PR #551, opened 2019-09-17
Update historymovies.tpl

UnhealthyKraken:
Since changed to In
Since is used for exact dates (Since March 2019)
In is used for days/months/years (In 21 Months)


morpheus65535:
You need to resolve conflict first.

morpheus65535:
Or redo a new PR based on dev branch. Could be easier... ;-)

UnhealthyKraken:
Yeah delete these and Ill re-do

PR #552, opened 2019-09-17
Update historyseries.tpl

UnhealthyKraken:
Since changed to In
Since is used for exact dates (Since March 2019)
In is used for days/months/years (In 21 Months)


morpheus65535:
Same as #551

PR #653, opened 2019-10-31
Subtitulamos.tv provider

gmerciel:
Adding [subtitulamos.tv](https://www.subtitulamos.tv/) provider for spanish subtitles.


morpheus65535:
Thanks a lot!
* * *
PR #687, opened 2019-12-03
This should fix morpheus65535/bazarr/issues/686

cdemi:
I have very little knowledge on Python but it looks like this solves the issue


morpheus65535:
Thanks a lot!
...
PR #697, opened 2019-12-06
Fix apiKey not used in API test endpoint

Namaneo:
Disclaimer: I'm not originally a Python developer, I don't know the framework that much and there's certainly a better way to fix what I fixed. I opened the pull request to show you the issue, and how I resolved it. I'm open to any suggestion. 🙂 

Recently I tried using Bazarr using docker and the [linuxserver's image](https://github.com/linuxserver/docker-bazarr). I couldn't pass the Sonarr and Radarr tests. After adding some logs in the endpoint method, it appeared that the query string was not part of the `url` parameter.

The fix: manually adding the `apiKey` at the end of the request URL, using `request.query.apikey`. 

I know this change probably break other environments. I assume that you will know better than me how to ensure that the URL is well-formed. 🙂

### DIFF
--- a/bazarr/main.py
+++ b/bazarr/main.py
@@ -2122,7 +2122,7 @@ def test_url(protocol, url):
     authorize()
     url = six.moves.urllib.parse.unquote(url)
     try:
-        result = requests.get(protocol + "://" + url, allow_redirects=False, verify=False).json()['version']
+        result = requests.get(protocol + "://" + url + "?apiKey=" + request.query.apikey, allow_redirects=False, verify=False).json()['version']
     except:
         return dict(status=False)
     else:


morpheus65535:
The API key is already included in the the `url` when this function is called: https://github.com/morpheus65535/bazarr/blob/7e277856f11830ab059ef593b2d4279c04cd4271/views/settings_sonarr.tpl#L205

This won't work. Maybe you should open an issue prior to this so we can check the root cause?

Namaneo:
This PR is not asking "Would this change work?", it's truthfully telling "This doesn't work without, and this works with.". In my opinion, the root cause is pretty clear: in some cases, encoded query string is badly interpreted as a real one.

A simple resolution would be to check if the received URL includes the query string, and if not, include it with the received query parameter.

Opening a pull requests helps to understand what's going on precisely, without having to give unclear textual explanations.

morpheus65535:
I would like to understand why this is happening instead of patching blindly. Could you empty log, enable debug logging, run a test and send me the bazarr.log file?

** Task statement **
In the listing above, find the line containing "url = six.moves.urllib.parse.unquote(url)" and the line containing "This PR is not", then quote both, plus every line between them, exactly as written.

** Your response **
     url = six.moves.urllib.parse.unquote(url)
     try:
-        result = requests.get(protocol + "://" + url, allow_redirects=False, verify=False).json()['version']
+        result = requests.get(protocol + "://" + url + "?apiKey=" + request.query.apikey, allow_redirects=False, verify=False).json()['version']
     except:
         return dict(status=False)
     else:


morpheus65535:
The API key is already included in the the `url` when this function is called: https://github.com/morpheus65535/bazarr/blob/7e277856f11830ab059ef593b2d4279c04cd4271/views/settings_sonarr.tpl#L205

This won't work. Maybe you should open an issue prior to this so we can check the root cause?

Namaneo:
This PR is not asking "Would this change work?", it's truthfully telling "This doesn't work without, and this works with.". In my opinion, the root cause is pretty clear: in some cases, encoded query string is badly interpreted as a real one.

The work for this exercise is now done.